All that is wanted is a word-for-word copy of the line with "Good ideas, but" and every line after it in the data below.
**********
PR #88, opened 2023-10-27
Woche03 AUfgaben

TomKnoden:
There are changes to be made to the file

### DIFF
--- a/Exercises/Tom_Knoden/Woche03/Woche_03_Aufgaben.py
+++ b/Exercises/Tom_Knoden/Woche03/Woche_03_Aufgaben.py
@@ -1,0 +1,84 @@
+#Part 1
+suits = ["diamonds", "hearts", "spades", "clubs"]
+
+class card:
+    def __init__(self, value, suit):
+        self.value = value
+        self.suit = suit
+
+    def __str__(self):
+        return (f"{self.value} of {self.suit}, ")
+
+class french_card_deck:
+    def __init__(self):
+        values = ["2", "3", "4", "5", "6", "7", "8", "9", "10", "jack", "queen", "king", "ace"]
+        self.deck = []
+        for suit in suits:
+            for value in values:
+                self.deck.append(card(value, suit))
+
+    def __getitem__(self, index):
+        if index >= 0 and index < len(self.deck):
+            return self.deck[index]
+        else:
+            raise IndexError("Index out of bound")
+
+    def __iter__(self):
+        return (element for element in self.deck)
+
+    def __str__(self):
+        storage = ""
+        for counter in range(len(self.deck)):
+            storage += str(self.deck[counter])
+        return storage
+
+
+#Part 2
+class skat_deck:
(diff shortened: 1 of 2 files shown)


Exercises/Tom_Knoden/Woche03/Woche_03_Aufgaben.py
```diff
@@ -0,0 +1,84 @@
...
+
+    def __iter__(self):
+        return (element for element in self.deck)
+
+    def __str__(self):
+        storage = ""
+        for counter in range(len(self.deck)):
+            storage += str(self.deck[counter])
+        return storage
+
```
s231365, line 34: maybe you could do some testcases to test the functionality of your code

Exercises/Tom_Knoden/Woche03/Woche_03_Aufgaben.py
```diff
@@ -0,0 +1,84 @@
...
+def count_valid_numbers(lower_bound, upper_bound):
+    count = 0
+    for number in range(lower_bound, upper_bound):
+        num_str = str(number)
+        has_adjacent_duplicates = False
+        is_increasing = True
+
+        for i in range(len(num_str) - 1):
+            if num_str[i] == num_str[i + 1]:
```
s231365, line 70: you also include numbers like 579999, which is incorrect. there should only be two 9's like 567899.  You need to check the third digits also.

Exercises/Tom_Knoden/Woche03/Woche_03_Aufgaben.py
```diff
@@ -0,0 +1,84 @@
...
+    def __getitem__(self, index):
+        if index >= 0 and index < len(self.deck):
+            return self.deck[index]
+        else:
+            raise IndexError("Index out of bound")
+
+    def __iter__(self):
+        return (element for element in self.deck)
+
+    def __str__(self):
```
s231365, line 29: this not a string representation. it gives the storage position. since this is a dunder method you should use __str__ for string representation.

Exercises/Tom_Knoden/Woche03/Woche_03_Aufgaben.py
```diff
@@ -0,0 +1,84 @@
...
+        storage = ""
+        for counter in range(len(self.deck)):
+            storage += str(self.deck[counter])
+        return storage
+
+
+#Part 2
+class skat_deck:
```
s231365, line 37: Here you could use inheritance. this would shorten your code, because you sont need to write the funtions twice

s231365 (changes requested):
Good ideas, but you need to make some changes, because in number 3 your result is wrong.

atrejut:
@TomKnoden please try to get this old PR merged...

fabischw (changes requested):
Please remove the tasks for week 4 from this PR and address changes requested by @s231365 .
**********
■ Final answer:
Good ideas, but you need to make some changes, because in number 3 your result is wrong.

atrejut:
@TomKnoden please try to get this old PR merged...

fabischw (changes requested):
Please remove the tasks for week 4 from this PR and address changes requested by @s231365 .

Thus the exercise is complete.